WHAT THIS TASK INVOLVES: Whenever a line of the data below holds the string "would", copy that line.

MATERIAL PROVIDED:
○ ○ ○ ○ ○ ○ ○

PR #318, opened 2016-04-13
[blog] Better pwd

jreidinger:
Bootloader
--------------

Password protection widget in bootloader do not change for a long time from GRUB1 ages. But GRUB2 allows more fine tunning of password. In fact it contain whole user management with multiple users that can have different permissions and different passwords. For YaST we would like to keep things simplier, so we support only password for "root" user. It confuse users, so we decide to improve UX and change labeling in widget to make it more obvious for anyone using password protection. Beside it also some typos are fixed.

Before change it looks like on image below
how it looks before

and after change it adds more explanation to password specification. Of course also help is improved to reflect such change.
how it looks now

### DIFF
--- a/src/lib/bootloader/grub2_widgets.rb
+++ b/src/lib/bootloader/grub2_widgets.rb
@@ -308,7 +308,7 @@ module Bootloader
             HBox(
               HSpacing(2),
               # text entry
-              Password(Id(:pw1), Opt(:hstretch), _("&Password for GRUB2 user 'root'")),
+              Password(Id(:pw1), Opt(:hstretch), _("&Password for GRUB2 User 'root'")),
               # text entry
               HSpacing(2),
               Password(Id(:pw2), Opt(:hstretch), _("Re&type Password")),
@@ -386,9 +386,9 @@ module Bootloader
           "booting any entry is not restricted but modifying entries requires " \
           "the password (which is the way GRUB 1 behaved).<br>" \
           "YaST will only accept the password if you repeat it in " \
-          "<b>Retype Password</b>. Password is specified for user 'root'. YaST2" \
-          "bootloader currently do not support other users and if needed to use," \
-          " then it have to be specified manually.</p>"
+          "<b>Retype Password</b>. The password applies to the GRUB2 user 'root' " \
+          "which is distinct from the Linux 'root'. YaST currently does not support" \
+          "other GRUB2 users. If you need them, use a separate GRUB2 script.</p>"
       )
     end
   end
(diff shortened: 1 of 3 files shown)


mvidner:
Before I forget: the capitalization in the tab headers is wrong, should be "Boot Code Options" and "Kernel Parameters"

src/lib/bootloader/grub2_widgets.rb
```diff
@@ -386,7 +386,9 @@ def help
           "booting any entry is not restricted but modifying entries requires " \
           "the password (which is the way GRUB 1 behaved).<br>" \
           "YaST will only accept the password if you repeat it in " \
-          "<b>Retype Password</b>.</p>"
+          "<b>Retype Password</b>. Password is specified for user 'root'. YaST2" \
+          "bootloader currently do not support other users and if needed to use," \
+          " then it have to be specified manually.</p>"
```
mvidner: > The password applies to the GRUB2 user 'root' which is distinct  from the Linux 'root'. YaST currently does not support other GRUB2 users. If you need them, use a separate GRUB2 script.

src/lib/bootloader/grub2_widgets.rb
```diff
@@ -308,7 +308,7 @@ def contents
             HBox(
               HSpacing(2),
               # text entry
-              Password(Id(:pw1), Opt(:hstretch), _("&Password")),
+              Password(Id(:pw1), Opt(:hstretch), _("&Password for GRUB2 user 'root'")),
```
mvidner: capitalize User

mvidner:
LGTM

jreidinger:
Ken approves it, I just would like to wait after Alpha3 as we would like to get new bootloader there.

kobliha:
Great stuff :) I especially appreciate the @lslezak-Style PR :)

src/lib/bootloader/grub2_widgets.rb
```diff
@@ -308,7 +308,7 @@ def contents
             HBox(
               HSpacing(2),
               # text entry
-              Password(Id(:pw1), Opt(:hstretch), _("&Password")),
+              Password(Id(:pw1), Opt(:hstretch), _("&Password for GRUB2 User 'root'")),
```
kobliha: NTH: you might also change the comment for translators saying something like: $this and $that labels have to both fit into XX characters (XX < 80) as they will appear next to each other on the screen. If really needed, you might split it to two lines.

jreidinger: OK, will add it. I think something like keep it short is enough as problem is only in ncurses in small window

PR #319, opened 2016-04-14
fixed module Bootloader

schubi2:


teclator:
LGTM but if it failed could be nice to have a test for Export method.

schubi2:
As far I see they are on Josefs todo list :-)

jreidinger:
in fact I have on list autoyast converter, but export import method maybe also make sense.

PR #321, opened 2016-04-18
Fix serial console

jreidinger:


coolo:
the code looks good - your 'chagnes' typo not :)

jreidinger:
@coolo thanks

○ ○ ○ ○ ○ ○ ○

PROBLEM SOLUTION:
Password protection widget in bootloader do not change for a long time from GRUB1 ages. But GRUB2 allows more fine tunning of password. In fact it contain whole user management with multiple users that can have different permissions and different passwords. For YaST we would like to keep things simplier, so we support only password for "root" user. It confuse users, so we decide to improve UX and change labeling in widget to make it more obvious for anyone using password protection. Beside it also some typos are fixed.
Ken approves it, I just would like to wait after Alpha3 as we would like to get new bootloader there.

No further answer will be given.